Do they use a different filter driver for every device class?
Or maybe they just block every Iocontrol or IRP_MJ_CREATE received and do nothing else?
> So, what about those security products that claim to protect every port, physical interface, wireless
and storage devices?
Do they use a different filter driver for every device class?
I think yes.
The classes are different. They have major differences. So, different filters.
Yes, these different filters can be combined to 1 binary, but they are different nevertheless.
Or maybe they just block every Iocontrol or IRP_MJ_CREATE received and do nothing else?
Blocking IO control and CREATE on network adapter is useless, for instance 
You cannot filter devices of different classes by the same logic. You need different filters.

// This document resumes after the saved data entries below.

PR #1044, opened 2022-03-15
CLOUDP-112049: Support BSON files

fmenezes:
## Proposed changes

Supports BSON file to be decrypted

_Jira ticket:_ CLOUDP-112049

Closes #[issue number]

## Checklist

### DIFF
--- a/docs/mongocli/command/mongocli-cloud-manager-logs-decrypt.txt
+++ b/docs/mongocli/command/mongocli-cloud-manager-logs-decrypt.txt
@@ -83,5 +83,5 @@ Examples
 .. code-block::
 
 
-   $ mongocli ops-manager logs decrypt --localKeyFile filePath --file logPath --out resultPath
+   $ mongocli ops-manager logs decrypt --localKeyFile /path/to/file.key --file /path/to/file.bson --out /path/to/file.json
 
--- a/docs/mongocli/command/mongocli-cloud-manager-logs-decrypt.txt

Also note that attaching the filter on PnP notification is too late, somebody could have already opened the file against the devnode at this moment.
–
Maxim S. Shatskih
Windows DDK MVP
xxxxx@storagecraft.com
http://www.storagecraft.com
Then I guess my problem is to believe that the device stack model would allow every device class to manage the same IRPs, such as CREATE, READ and WRITE…
It is not so, for instance, network adapter does not use IRPs (except PnP and power) at all.
With USB storage, you have different IRPs between different layers. Between the FSD and Disk, you have blockwise read/write IRPs.
Between Disk and USBSTOR, you have IRP_MJ_SCSI IRPs with SRBs and CDBs (SCSI commands).
Between USBSTOR and the rest of USB, you have the URBs.
With sockets on pre-Vista, you have read/write (and also undocumented “send” IOCTLs) between the user land and afd.sys. Between afd.sys and tcpip.sys, you have TDI_SEND and TDI_RECEIVE which are not read and write at all. Also note that, with TDI, the receive path relies on callbacks heavily instead of IRPs. This is done to allow the receive buffer to be implemented in TDI client (and be common for many protocols) and not in the TDI protocol.
Don’t know how this works on Vista+ where TDI is a legacy-compatibility wrapper over Wsk and used by a couple of legacy kernel-mode clients only.
–
Maxim S. Shatskih
Windows DDK MVP
xxxxx@storagecraft.com
http://www.storagecraft.com
wrote in message news:xxxxx@ntdev…
> Then I guess my problem is to believe that the device stack model would allow every device class to manage the same IRPs, such as CREATE, READ and WRITE…
>
Ok, I see this is far more complicated than expected
Thanks Maxim for the detailed explanation.